* **Problem requirements**
The expected result is every line of the records, printed exactly.

═════ Dataset records ═════

Issue #300, opened 2024-03-22
Add worker enumeration to the CLI


vigoo:
A new subcommand for template command should be added with some syntax / parameters to express all the filtering possibilities.

PR #363, opened 2024-04-08
CLI - worker list

justcoon:
fixes: #300


golem-cli/src/clients/worker.rs
```diff
@@ -418,3 +462,91 @@ struct Log {
...
+                comparator: filter_comparator_from_str(comparator)?,
+                value: worker_status_from_str(value)?,
+            })),
+            "created_at" | "createdAt" => Ok(WorkerFilter::CreatedAt(WorkerCreatedAtFilter {
+                comparator: filter_comparator_from_str(comparator)?,
+                value: DateTime::parse_from_str(value, "%Y-%m-%dT%H:%M:%SZ")
+                    .map(|ts| ts.into())
+                    .map_err(|e| format!("Invalid filter value: {}", e))?,
+            })),
+            _ if arg.starts_with("env.") => {
```
afsalthaj, line 529: Looks a bit off. Could you explain what's going on here

golem-cli/src/clients/worker.rs
```diff
@@ -80,6 +83,14 @@ pub trait WorkerClient {
         name: WorkerName,
         template_id: RawTemplateId,
     ) -> Result<WorkerMetadata, GolemError>;
+    async fn find_metadata(
+        &self,
+        template_id: RawTemplateId,
+        filter: Option<Vec<String>>,
```
afsalthaj, line 89: I would rather call this as Option<workrfilter>. I don't think the call site need to be overly simplified to just pass vec<string>

afsalthaj (changes requested):

golem-cli/src/clients/worker.rs
justcoon: it is using this API https://github.com/golemcloud/golem/blob/main/openapi/golem-service.yaml#L63

and it is list of filters, in form `{property} {operator} {value}`, for example `name = worker-name`, we need to do some documentation ....

golem-cli/src/clients/worker.rs
```diff
@@ -227,6 +243,59 @@ impl<C: golem_client::api::WorkerClient + Sync + Send> WorkerClient for WorkerCl
...
+        template_id: RawTemplateId,
+        filter: Option<WorkerFilter>,
+        cursor: Option<u64>,
+        count: Option<u64>,
+        precise: Option<bool>,
+    ) -> Result<WorkersMetadataResponse, GolemError> {
+        info!(
+            "Getting workers metadata for template: {}, filter: {}",
+            template_id.0,
+            filter.is_some()
```
nicoburniske, line 257: Just curious, does filter not have a debug impl?

nicoburniske (approved):
LGTM

golem-cli/src/clients/worker.rs
justcoon: yes, it have

golem-cli/src/worker.rs
```diff
@@ -168,6 +168,29 @@ pub enum WorkerSubcommand {
         #[arg(short, long)]
         worker_name: WorkerName,
     },
+    /// Retrieves metadata about an existing workers in a template
+    #[command()]
+    List {
+        /// The Golem template the workers to be retrieved belongs to
```
senia-psm, line 174: Doc comment does not work on `#[command(flatten)]`.

golem-cli/src/worker.rs
```diff
@@ -168,6 +168,29 @@ pub enum WorkerSubcommand {
...
+        #[command(flatten)]
+        template_id_or_name: TemplateIdOrName,
+
+        // Filter
```
senia-psm, line 178: It would be nice to have some explanation or example here.

golem-cli/src/worker.rs
```diff
@@ -168,6 +168,29 @@ pub enum WorkerSubcommand {
...
+        #[arg(short, long)]
+        filter: Option<Vec<String>>,
+
+        // Cursor
```
senia-psm, line 182: Please add some details here (i.e. "skip this amount of records in result" or something)

golem-cli/src/worker.rs
```diff
@@ -168,6 +168,29 @@ pub enum WorkerSubcommand {
...
+        #[arg(short, long)]
+        cursor: Option<u64>,
+
+        // Count
```
senia-psm, line 186: Please add some details here.

golem-cli/src/worker.rs
```diff
@@ -168,6 +168,29 @@ pub enum WorkerSubcommand {
...
+        #[arg(short = 's', long)]
+        count: Option<u64>,
+
+        // Precise
```
senia-psm, line 190: Please add some details here.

═════

* **Written reply**
Issue #300, opened 2024-03-22
Add worker enumeration to the CLI


vigoo:
A new subcommand for template command should be added with some syntax / parameters to express all the filtering possibilities.

PR #363, opened 2024-04-08
CLI - worker list

justcoon:
fixes: #300


golem-cli/src/clients/worker.rs
```diff
@@ -418,3 +462,91 @@ struct Log {
...
+                comparator: filter_comparator_from_str(comparator)?,
+                value: worker_status_from_str(value)?,
+            })),
+            "created_at" | "createdAt" => Ok(WorkerFilter::CreatedAt(WorkerCreatedAtFilter {
+                comparator: filter_comparator_from_str(comparator)?,
+                value: DateTime::parse_from_str(value, "%Y-%m-%dT%H:%M:%SZ")
+                    .map(|ts| ts.into())
+                    .map_err(|e| format!("Invalid filter value: {}", e))?,
+            })),
+            _ if arg.starts_with("env.") => {
```
afsalthaj, line 529: Looks a bit off. Could you explain what's going on here

golem-cli/src/clients/worker.rs
```diff
@@ -80,6 +83,14 @@ pub trait WorkerClient {
         name: WorkerName,
         template_id: RawTemplateId,
     ) -> Result<WorkerMetadata, GolemError>;
+    async fn find_metadata(
+        &self,
+        template_id: RawTemplateId,
+        filter: Option<Vec<String>>,
```
afsalthaj, line 89: I would rather call this as Option<workrfilter>. I don't think the call site need to be overly simplified to just pass vec<string>

afsalthaj (changes requested):

golem-cli/src/clients/worker.rs
justcoon: it is using this API https://github.com/golemcloud/golem/blob/main/openapi/golem-service.yaml#L63

and it is list of filters, in form `{property} {operator} {value}`, for example `name = worker-name`, we need to do some documentation ....

golem-cli/src/clients/worker.rs
```diff
@@ -227,6 +243,59 @@ impl<C: golem_client::api::WorkerClient + Sync + Send> WorkerClient for WorkerCl
...
+        template_id: RawTemplateId,
+        filter: Option<WorkerFilter>,
+        cursor: Option<u64>,
+        count: Option<u64>,
+        precise: Option<bool>,
+    ) -> Result<WorkersMetadataResponse, GolemError> {
+        info!(
+            "Getting workers metadata for template: {}, filter: {}",
+            template_id.0,
+            filter.is_some()
```
nicoburniske, line 257: Just curious, does filter not have a debug impl?

nicoburniske (approved):
LGTM

golem-cli/src/clients/worker.rs
justcoon: yes, it have

golem-cli/src/worker.rs
```diff
@@ -168,6 +168,29 @@ pub enum WorkerSubcommand {
         #[arg(short, long)]
         worker_name: WorkerName,
     },
+    /// Retrieves metadata about an existing workers in a template
+    #[command()]
+    List {
+        /// The Golem template the workers to be retrieved belongs to
```
senia-psm, line 174: Doc comment does not work on `#[command(flatten)]`.

golem-cli/src/worker.rs
```diff
@@ -168,6 +168,29 @@ pub enum WorkerSubcommand {
...
+        #[command(flatten)]
+        template_id_or_name: TemplateIdOrName,
+
+        // Filter
```
senia-psm, line 178: It would be nice to have some explanation or example here.

golem-cli/src/worker.rs
```diff
@@ -168,6 +168,29 @@ pub enum WorkerSubcommand {
...
+        #[arg(short, long)]
+        filter: Option<Vec<String>>,
+
+        // Cursor
```
senia-psm, line 182: Please add some details here (i.e. "skip this amount of records in result" or something)

golem-cli/src/worker.rs
```diff
@@ -168,6 +168,29 @@ pub enum WorkerSubcommand {
...
+        #[arg(short, long)]
+        cursor: Option<u64>,
+
+        // Count
```
senia-psm, line 186: Please add some details here.

golem-cli/src/worker.rs
```diff
@@ -168,6 +168,29 @@ pub enum WorkerSubcommand {
...
+        #[arg(short = 's', long)]
+        count: Option<u64>,
+
+        // Precise
```
senia-psm, line 190: Please add some details here.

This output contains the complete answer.